> _WORK TASK_
Check every line of the data for the string "initial" and copy the ones that have it.
***
PR #2108, opened 2026-07-08
[feature] Add preserve_original_coords option for `straighten_pages=True`

### LINKED ISSUE #2107: `straighten_pages=True` returns bounding boxes in straightened-page coordinates, making them unusable for redaction or annotation on the original document
## Bug description

When `straighten_pages=True` is enabled, docTR internally deskews each page before running detection. This improves OCR accuracy, but the bounding boxes it returns are relative to the straightened page, which is an internal image the user never sees.

If you only care about extracting text, this doesn't matter. But if you need the boxes to line up with your original input image (for redaction, annotation, highlighting, or drawing overlays), they are misaligned by the full skew angle and basically unusable.

Right now there is no way to get the boxes back into original-image coordinates. The straightening transform (the rotation angle, the padding, the crop offset) is computed inside `_straighten_pages()` and then thrown away. It only ever exists as local variables.

Image

What you see: the boxes render horizontally while the text runs at -12 degrees. The average word y-span comes out around 16px, when the skewed words actually occupy around 40px vertically. See the attached image, the misalignment is obvious at a glance.

## Root cause

I traced the coordinate chain and there are three separate transforms between original and straightened space. All three lose their parameters:

1. `_straighten_pages()` in `models/predictor/base.py` calls `remove_image_padding(rotate_image(page, angle, expand=...))`. The angle, the expansion padding, and the crop offset are all computed but never stored anywhere.

2. `rotate_image(expand=True)` in `utils/geometry.py` pads the image to the expanded shape, rotates around the padded image center (not the original center), and then adds another aspect-ratio padding layer. So the real transform is a composition of translate, rotate, and translate again, and none of it is exposed to the caller.

3. After straightening, the predictor overwrites the page shapes (`origin_page_shapes = [page.shape[:2] for page in pages]` in `predictor/pytorch.py`), so even the original page dimensions are lost by the time the document builder runs.

There is also a trap for anyone who tries to work around this from outside the library: if you remap boxes back to skewed coordinates before document building, `DocumentBuilder._sort_boxes()` in `models/builder.py` re-estimates the page angle from the boxes and rotates them straight again, silently undoing your correction. (Unrelated to this issue, `_sort_boxes` also hardcodes `orig_shape=(1024, 1024)`, which distorts the rotation for non-square pages. I'll file that separately.)

## Proposed solution

Store the straightening transform as one composite affine matrix per page (pad, then rotate, then crop, built from the actual `cv2.getRotationMatrix2D` matrix plus an analytically computed crop offset). Then, optionally, remap the `Word` geometries back to original-page space after document building. Doing it after `_sort_boxes` means the two never conflict, and `builder.py` stays untouched. The whole thing sits behind a new opt-in flag (`preserve_original_coords=False` by default), so existing behavior does not change at all.

PR incoming. I kept the implementation deliberately minimal, but I'm happy to restructure it if you'd prefer a different shape. 

```python
import numpy as np, cv2

# Create a test document skewed by -12 degrees
img = np.ones((800, 600, 3), dtype=np.uint8) * 255
for i, line in enumerate(["This is a test document", "Sensitive information here",
                          "CONFIDENTIAL - DO NOT DISTRIBUTE", "Redaction required"]):
    cv2.putText(img, line, (50, 200 + i * 100), cv2.FONT_HERSHEY_SIMPLEX, 0.8, (0, 0, 0), 2)
M = cv2.getRotationMatrix2D((300, 400), -12, 1.0)
skewed = cv2.warpAffine(img, M, (600, 800), borderValue=(255, 255, 255))
img_rgb = cv2.cvtColor(skewed, cv2.COLOR_BGR2RGB)

model = ocr_predictor("db_resnet50", "crnn_vgg16_bn", pretrained=True,
                      assume_straight_pages=False, straighten_pages=True,
                      detect_orientation=True)
result = model([img_rgb])

# Draw the returned boxes on the ORIGINAL (skewed) input
vis = img_rgb.copy()
for block in result.pages[0].blocks:
    for line in block.lines:
        for word in line.words:
            pts = np.round(np.array(word.geometry).reshape(-1, 2) * np.array([600, 800])).astype(np.int32)
            cv2.polylines(vis, [pts], True, (255, 0, 0), 2)
cv2.imwrite("misaligned.png", cv2.cvtColor(vis, cv2.COLOR_RGB2BGR))

# Numerical check: the boxes come back flat, but the text is skewed
spans = [np.ptp(np.array(w.geometry).reshape(-1, 2)[:, 1]) * 800
         for b in result.pages[0].blocks for l in b.lines for w in l.words]
print(f"avg word y-span: {np.mean(spans):.1f}px")
print(f"expected for words skewed at -12 degrees: roughly 40px")
```

### Error traceback

No traceback. The code runs without errors, but the returned coordinates are silently wrong.

Output of the reproduction script:

avg word y-span: 16.5px
expected for words skewed at -12 degrees: roughly 40px

The boxes are returned in the internally straightened page's coordinate space instead of the
original input image's space, so drawing them on the original image produces misaligned boxes
(see attached misaligned.png). There is no error or warning indicating this.

### Environment

DocTR version: 1.0.2a0
PyTorch version: 2.12.1+cu130 (torchvision 0.27.1+cu130)
OpenCV version: 4.13.0
OS: Ubuntu 24.04.4 LTS
Python version: 3.12.3
Is CUDA available (PyTorch): No
CUDA runtime version: Could not collect
GPU models and configuration: Could not collect
Nvidia driver version: Could not collect
cuDNN version: Could not collect

saad-rd11:
Closes #2107

side_by_side

*Left: skewed input. Middle: current behavior with `straighten_pages=True`, boxes come back flat in the internally straightened page's coordinate space, misaligned with the input. Right: with `preserve_original_coords=True`, boxes are mapped back to the input image, usable for redaction, annotation, and overlays.*

## Summary

When `straighten_pages=True`, detection runs on internally deskewed pages, and the returned `Word.geometry` is relative to that straightened image, a coordinate space the user never sees. For text extraction this doesn't matter, but for anything that needs the boxes to line up with the input image (redaction, annotation, highlighting), they are unusable, and the straightening transform is discarded inside `_straighten_pages()` so there is no way to recover it.

This PR adds an opt-in flag, `preserve_original_coords` (default `False`, zero behavior change when off), that remaps word geometries back to the coordinate space of the image the user passed in.

## How it works

Two files changed plus one new test file. `builder.py` untouched.

**`models/predictor/base.py`**: When `preserve_original_coords=False` (default), `_straighten_pages()` runs the exact original `remove_image_padding(rotate_image(...))` path, verified byte-identical to main's output across portrait/landscape pages at ±12°. When the flag is on, an analytic pad → rotate → crop path runs instead, recording the straightening transform as one composite affine matrix per page (`inv(C @ R @ P)`, built from the actual `cv2.getRotationMatrix2D` matrix). The flag-on path needs its own analytic crop because a content-dependent pixel scan can't be inverted exactly.

**`models/predictor/pytorch.py`**: original page shapes are captured before straightening. After `DocumentBuilder` returns the `Document`, an optional post-processing pass converts each word polygon to absolute straightened-page pixels, applies the stored inverse matrix, clips to the original page bounds, and renormalizes.

The remap handles both geometry formats: 4-point polygons (`assume_straight_pages=False`) and 2-point boxes (`assume_straight_pages=True`). In the 2-point case the box is expanded to all 4 corners before the transform (rotating only the two stored diagonal points would give a wrong envelope) and returned as the axis-aligned envelope of the rotated corners. The envelope is a conservative superset of the true rotated region, which is the right behavior for redaction, and it preserves the 2-point format contract that downstream consumers expect.

Remapping after document building is deliberate. `DocumentBuilder._sort_boxes()` re-estimates the page angle from box geometry, so boxes remapped any earlier are detected as skewed and silently rotated straight again, undoing the correction. I verified this failure mode directly before settling on the post-builder approach. Doing the remap last means the detection, recognition, and building pipeline runs completely unmodified and the two mechanisms never interact.

## Validation

Three independent checks, ordered from pure math to full pipeline. The test-based checks are included as pytest cases in this PR (`tests/pytorch/test_preserve_original_coords.py`). Full suite: 19 passed in 45s.

**1. Analytic round-trip.** Points pushed through the forward matrix `C @ R @ P` and back through the stored inverse recover to 2.8e-13 px. The inverse is exact by construction; this check confirms no composition-order or convention error.

**2. Real-pixel fiducial test** (`test_straighten_inverse_fiducial`, 14 parametrized cases, no model weights, runs in about 2 seconds). Colored 3x3 dots at known positions go through the same pad, warpAffine, and crop path as `_straighten_pages`, are located in the output by exact color match, and remapped through the stored matrix. This test makes no assumptions about OpenCV's matrix conventions; it measures where real pixels actually land, which is what caught two convention bugs during development. Result: max error 0.49 px across angles of plus and minus 5 and 12 degrees plus 103, 193, and 283 degrees (covering the 90/180/270 base-orientation compositions with fine skew), on both portrait and landscape pages. Sub-degree angles are excluded with a comment in the test: at those rotations interpolation blends every fiducial pixel, so exact-color matching finds nothing to measure.

**3. End-to-end tests** (pretrained `db_resnet50` + `crnn_vgg16_bn`). Text is rendered at known positions, ground-truth word boxes are measured from the ink pixels of the clean render, the page is skewed by plus or minus 12 degrees, and the full predictor runs with `preserve_original_coords=True`. The GT boxes are transformed into the skewed frame (the frame the flag returns coordinates in) and compared against the remapped detections by IoU.

- `test_preserve_original_coords_roundtrip` (4 cases, `assume_straight_pages=False`, module-scoped predictor): mean IoU 0.894 to 0.910 across both page shapes and both skew signs, against a 0.4 threshold.
- `test_preserve_original_coords_2point` (1 case, `assume_straight_pages=True`): asserts the returned geometry stays 2-point and the envelope clears the same IoU threshold, exercising the 2-point expansion path end to end.

The remaining gap to IoU 1.0 is the detection model's own box localization, not the transform: check 2 bounds the transform's contribution at under half a pixel.

## Notes for reviewers

I kept this deliberately minimal and non-invasive, but I'm happy to restructure toward whichever shape fits the codebase better. Two alternatives I considered:

- Extending `rotate_image()` and `remove_image_padding()` in `utils/geometry.py` to optionally return their transform matrices, so the transform logic has a single source of truth there instead of being partially inlined in `_straighten_pages()`. More invasive, but removes the duplicated pad, rotate, and crop logic this PR currently carries.
- Exposing the matrix as `Page`-level metadata instead of rewriting `word.geometry` in place, leaving the remap to users. Cleaner separation, but less useful out of the box for the redaction use case that motivated this.

The validation suite transfers unchanged to either variant.

Separately, while tracing the coordinate chain I found that `_sort_boxes()` hardcodes `orig_shape=(1024, 1024)`, which distorts the reading-order rotation for non-square pages when `assume_straight_pages=False`. It doesn't affect this PR since the remap happens after the builder, so I'll file it as its own issue rather than mixing it in here.


saad-rd11:
Pushed c4f27f4: the analytic crop is now gated behind the flag. With `preserve_original_coords=False`, `_straighten_pages()` takes the exact original `remove_image_padding(rotate_image(...))` path — I verified this empirically by running both branches' `_straighten_pages` on identical inputs (portrait and landscape pages, ±12°, text near edges): outputs are byte-identical (`np.array_equal` per page). The analytic path only activates when the flag is on, since the matrix remap needs a deterministic, exactly invertible crop.

doctr/models/predictor/base.py
```diff
@@ -106,11 +117,55 @@ def _straighten_pages(
...
-            remove_image_padding(rotate_image(page, angle, expand=page.shape[0] != page.shape[1]))
-            for page, angle in zip(pages, origin_pages_orientations)
-        ]
+        if not self.preserve_original_coords:
+            return [
+                remove_image_padding(rotate_image(page, angle, expand=page.shape[0] != page.shape[1]))
+                for page, angle in zip(pages, origin_pages_orientations)
+            ]
+
+        self._straighten_m_inv = []
```
felixdittrich92: This should be outsourced to utils/geometry.py and only run if straighten_pages & preserve_original_coords == True (standalone test in test_utils_geometry.py) otherwise keep the current behaviour

doctr/models/predictor/pytorch.py
```diff
@@ -187,6 +192,34 @@ def forward(
             regions,
             tables,
         )
+
+        if self.straighten_pages and self.preserve_original_coords and self._straighten_m_inv:
```
felixdittrich92: This logic should be moved to _OCRPredictor as method where KIEPredictor also inerhits from - so same logic needs to be applied in kie_predictor/pytorch.py

doctr/models/predictor/pytorch.py
```diff
@@ -38,6 +38,8 @@ class OCRPredictor(nn.Module, _OCRPredictor):
             page. Doing so will slightly deteriorate the overall latency.
         detect_language: if True, the language prediction will be added to the predictions for each
             page. Doing so will slightly deteriorate the overall latency.
+        preserve_original_coords: if True and straighten_pages is True, the returned bounding boxes are mapped back
```
felixdittrich92, line 41: passing as kwarg in ocr_predictor is fine here ftm 👍

doctr/models/predictor/pytorch.py
```diff
@@ -118,9 +122,10 @@ def forward(
             general_pages_orientations = None
             origin_pages_orientations = None
         if self.straighten_pages:
+            _orig_shapes = [p.shape[:2] for p in pages]
```
felixdittrich92:
```python
_orig_shapes = origin_page_shapes
pages = self._straighten_pages(pages, seg_maps, general_pages_orientations, origin_pages_orientations)
 # update page shapes after straightening
 origin_page_shapes = [page.shape[:2] for page in pages]
```

doctr/models/predictor/pytorch.py
felixdittrich92: looks like the `and self._straighten_m_inv` check can be dropped should always exist if self.straighten_pages and self.preserve_original_coords

felixdittrich92 (changes requested):
Hi @saad-rd11 👋 

Thanks for the PR
I left some initial comments 

Additional we should verify that this combination works with `.show()` afterwards correct

felixdittrich92:
> Hi @saad-rd11 👋
> 
> Thanks for the PR I left some initial comments
> 
> Additional we should verify that this combination works with `.show()` afterwards correct

Currently this will still forward the "rotation corrected pages" here: pages = self._straighten_pages(pages, seg_maps, general_pages_orientations, origin_pages_orientations)

with your change you also need to override this to the original input images which then are passed to the builder if both straigthen_pages & preserve_original_coords are True

saad-rd11:
@felixdittrich92 Thanks for the review! 

All makes sense. I'll move the transform to geometry.py with a standalone test, lift the remap into _OCRPredictor so KIE inherits it, apply the simplifications, and verify .show() renders correctly with the flag on. 

Will have it pushed shortly.

saad-rd11:
Thanks for the review @felixdittrich92 all six comments addressed, commits linked on each thread. Rebased onto current main. I found two things during implementation worth mentioning:

KIE had no remap path at all. Moving the logic into _OCRPredictor (per your comment) meant it needed to work for KIE too, but KIEPage stores geometry in a predictions dict rather than the OCR blocks → lines → words tree. Handled it with duck-typing in the shared _remap_to_original_coords method (hasattr(page, "predictions")), and added a smoke test that runs KIE flag-on vs flag-off and asserts the geometries actually differ (L2 ~0.72–1.34), since a structural mismatch there would silently no-op rather than raise.

Verifying .show() caught a real bug as page.dimensions was left at the straightened value after the coordinate swap, so visualize_page scaled boxes by the wrong dimensions (~1.26×, shifting every box down-left). hOCR/XML export would have hit the same. Fixed by restoring dimensions alongside page.page, with an assertion in the roundtrip test. Before/after can been seen down this thread.

Rebase note: upstream dfb8f7c added ignore_regions as a new positional param to _OCRPredictor.__init__, which collided with the positional preserve_original_coords pass fixed with keyword passing.

Full suite green: 20 feature tests + 17 zoo, ruff clean, mypy unchanged from baseline. preserve_original_coords=False (default) is a no-op path, byte-identical to current behavior.

doctr/models/predictor/base.py
saad-rd11: Done in 7fd11bc moved to straighten_page() in geometry.py. Fiducial test moved to tests/common/test_utils_geometry.py.

doctr/models/predictor/pytorch.py
saad-rd11: Done in 16f6276 _remap_to_original_coords() on _OCRPredictor, called from both OCR and KIE forward(). See the top-level note re: KIE storing geometry in a predictions dict rather than blocks/lines/words.

doctr/models/predictor/pytorch.py
saad-rd11: Done in 47558c5 dropped the redundant guard and applied your origin_page_shapes capture pattern.

doctr/models/predictor/pytorch.py
saad-rd11: > looks like the and self._straighten_m_inv check can be dropped should always exist if self.straighten_pages and self.preserve_original_coords

Done in 47558c5

doctr/models/predictor/pytorch.py
saad-rd11: Thanks, left it as is.

saad-rd11:
> > Hi @saad-rd11 👋
> > Thanks for the PR I left some initial comments
> > Additional we should verify that this combination works with `.show()` afterwards correct
> 
> Currently this will still forward the "rotation corrected pages" here: pages = self._straighten_pages(pages, seg_maps, general_pages_orientations, origin_pages_orientations)
> 
> with your change you also need to override this to the original input images which then are passed to the builder if both straigthen_pages & preserve_original_coords are True

Verified renders correctly with the flag on (image below), via docTR's visualize_page path. 

image


This also surfaced a stale page.dimensions bug: after the coordinate swap, page.dimensions still held the straightened size, so visualize_page scaled boxes ~1.26× (down-left shift). Fixed in 12c9918, restored alongside page.page with a roundtrip assertion. hOCR/XML export would have hit the same.

BEFORE:

image

AFTER:

image

saad-rd11:
Hi @felixdittrich92 quick note on the remaining Codacy flag: it's now raising D213 on the same docstring where it previously raised D212. These two rules are mutually exclusive in pydocstyle D212 requires the summary on the first line, D213 on the second so satisfying one always triggers the other.

doctr/models/predictor/base.py
```diff
@@ -212,6 +231,78 @@ def _process_predictions(
...
+        -------
+        the document with remapped word geometries
+
+        """
+        for pidx, (page, m_inv) in enumerate(zip(out.pages, self._straighten_m_inv)):
+            sh, sw = straight_shapes[pidx]
+            oh, ow = orig_shapes[pidx]
+
+            # Collect all geometry-bearing objects (supports Page & KIEPage)
+            if hasattr(page, "predictions"):
```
***
> _REPLY TO THE TASK_
I left some initial comments 
> Thanks for the PR I left some initial comments
> > Thanks for the PR I left some initial comments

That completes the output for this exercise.